AI

Representative Skylines using Threshold-based Preference Distributions

Abstract

The study of skylines and their variants has received considerable attention in recent years. Skylines are essentially sets of most interesting (undominated) tuples in a database. However, since the skyline is often very large, much research effort has been devoted to identifying a smaller subset of (say k) “representative skyline” points. Several different definitions of representative skylines have been considered. Most of these formulations are intuitive in that they try to achieve some kind of clustering “spread” over the entire skyline, with k points. In this work, we take a more principled approach in defining the representative skyline objective. One of our main contributions is to formulate the problem of displaying k representative skyline points such that the probability that a random user would click on one of them is maximized.

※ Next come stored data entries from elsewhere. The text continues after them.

PR #230, opened 2025-07-04
Handle new mongot config schema

lsierant:
# Summary

Implements minimum necessary changes to run against newest mongot container built from master: 

* Workaround for mongot's requirement of password file having owner-only permissions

Two major research questions arise naturally from this formulation. First, how does one mathematically model the likelihood with which a user is interested in and will “click” on a certain tuple? Second, how does one negotiate the absence of the knowledge of an explicit set of target users; in particular what do we mean by “a random user”? To answer the first question, we model users based on a novel formulation of threshold preferences which we will motivate further in the paper. To answer the second question, we assume a probability distribution of users instead of a fixed set of users. While this makes the problem harder, it lends more mathematical structures that can be exploited as well, as one can now work with probabilities of thresholds and handle cumulative density functions.

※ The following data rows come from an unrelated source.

PR #231, opened 2025-07-04
Fix flakiness in the E2E test `e2e_multi_cluster_replica_set_scale_up`

viveksinghggits:
# Summary

The E2E test `e2e_multi_cluster_replica_set_scale_up` has been flaky and @lucian-tosa suggested that we should fix it. It has been failing while waiting for statefulsets (STSs) to have correct number of in case multi cluster mongoDB deployment. And the problem was sometimes after the `MongoDBMultiCluster (mdbmc)` resource got into running phase (that would mean all the STSs are ready), some of the STSs got into not ready state.
When we see that `mdbmc` resource is Running we try to make sure that STSs have correct number of replicas but because of above problem (STSs transitioning into not ready state from ready), STS didn't have the correct number of replicas and tests failed.
The reason why STS was transitioning into not ready state from ready is, the pod that it was maintaining did the same, i.e., it transitioned from ready state to not ready state. After looking into it further we got to know that the pod is behaving like this because sometimes, it's readiness probe fails momentarily. And because of that the pod gets to ready and then transitioned to not ready (readiness probe failed) and then eventually becomes ready. This is documented in much more detail in the document [here](https://jira.mongodb.org/browse/CLOUDP-329231).  

The ideal fix of the problem would be to figure out why the readiness probe fails and then fix that. But this PR has the workaround that changes the test slightly to wait for STSs to get correct number of replicas.

Jira ticket: https://jira.mongodb.org/browse/CLOUDP-329422

## Proof of Work

Ran the test `e2e_multi_cluster_replica_set_scale_up` manually locally to make sure that it's passing consistently. I am not able to reproduce the flakiness now.

## Checklist

### DIFF
--- a/docker/mongodb-kubernetes-tests/tests/multicluster/multi_cluster_replica_set_scale_up.py
+++ b/docker/mongodb-kubernetes-tests/tests/multicluster/multi_cluster_replica_set_scale_up.py
@@ -81,9 +81,10 @@ def test_statefulsets_have_been_created_correctly(
     mongodb_multi: MongoDBMulti,
     member_cluster_clients: List[MultiClusterClient],
 ):
-    # even though we already verified, in previous test, that the MongoDBMultiCluster resource's phase is running (that would mean all STSs are ready);
-    # checking the expected number of replicas for STS makes the test flaky. That's why we are waiting for STS to have expected number of replicas.
-    # Details are documented here https://jira.mongodb.org/browse/CLOUDP-329231
+    # Even though we already verified, in previous test, that the MongoDBMultiCluster resource's phase is running (that would mean all STSs are ready);
+    # checking the expected number of replicas for STS makes the test flaky because of an issue mentioned in detail in this ticket https://jira.mongodb.org/browse/CLOUDP-329231.
+    # That's why we are waiting for STS to have expected number of replicas. This change can be reverted when we make the proper fix as
+    # mentioned in the above ticket.
     def fn():
         cluster_one_client = member_cluster_clients[0]
         cluster_one_statefulsets = mongodb_multi.read_statefulsets([cluster_one_client])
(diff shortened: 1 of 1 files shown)


docker/mongodb-kubernetes-tests/tests/multicluster/multi_cluster_replica_set_scale_up.py
```diff
@@ -80,18 +81,29 @@ def test_statefulsets_have_been_created_correctly(
     mongodb_multi: MongoDBMulti,
     member_cluster_clients: List[MultiClusterClient],
 ):
-    statefulsets = mongodb_multi.read_statefulsets(member_cluster_clients)
-    cluster_one_client = member_cluster_clients[0]
-    cluster_one_sts = statefulsets[cluster_one_client.cluster_name]
-    assert cluster_one_sts.status.ready_replicas == 1
+    # even though we already verified, in previous test, that the MongoDBMultiCluster resource's phase is running (that would mean all STSs are ready);
+    # checking the expected number of replicas for STS makes the test flaky. That's why we are waiting for STS to have expected number of replicas.
+    # Details are documented here https://jira.mongodb.org/browse/CLOUDP-329231
```
MaciejKaras: I understand that this is a temporary fix for this particular test flakiness. I would write down comment that after fixing the issue we should revert those changes.

We should also add this as a Jira subtask to https://jira.mongodb.org/browse/CLOUDP-329231 and link the PR to revert.

docker/mongodb-kubernetes-tests/tests/multicluster/multi_cluster_replica_set_scale_up.py
```diff
@@ -116,18 +128,35 @@ def test_statefulsets_have_been_scaled_up_correctly(
...
-    cluster_two_client = member_cluster_clients[1]
-    cluster_two_sts = statefulsets[cluster_two_client.cluster_name]
-    assert cluster_two_sts.status.ready_replicas == 1
-
-    cluster_three_client = member_cluster_clients[2]
-    cluster_three_sts = statefulsets[cluster_three_client.cluster_name]
-    assert cluster_three_sts.status.ready_replicas == 2
+    # even though we already verified, in previous test, that the MongoDBMultiCluster resource's phase is running (that would mean all STSs are ready);
+    # checking the expected number of replicas for STS makes the test flaky. That's why we are waiting for STS to have expected number of replicas.
+    # Details are documented here https://jira.mongodb.org/browse/CLOUDP-329231
```
MaciejKaras: same here

MaciejKaras (approved):
Great work Vivek! Nice investigation and I like the description of the issues + the Jira ticket for root cause issue 🥇

docker/mongodb-kubernetes-tests/tests/multicluster/multi_cluster_replica_set_scale_up.py
viveksinghggits: I have created a new ticket and linked it to https://jira.mongodb.org/browse/CLOUDP-329231 like suggested.

lucian-tosa (approved):
Nice work, LGTM

anandsyncs (approved):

On the theoretical front, our objective is NP-hard. For the case of a finite set of users with known thresholds, we present a simple greedy algorithm that attains an approximation ratio of (1 − 1/e) of the optimal. For the case of user distributions, we show that a careful yet similar greedy algorithm achieves the same approximation ratio. Unfortunately, it turns out that this algorithm is rather involved and computationally expensive. So we present a threshold sampling based algorithm that is more computationally affordable and, for any fixed epsilon > 0, has an approximation ratio of (1 − 1/e − epsilon). We perform experiments on both real and synthetic data to show that our algorithm significantly outperforms previously proposed approaches.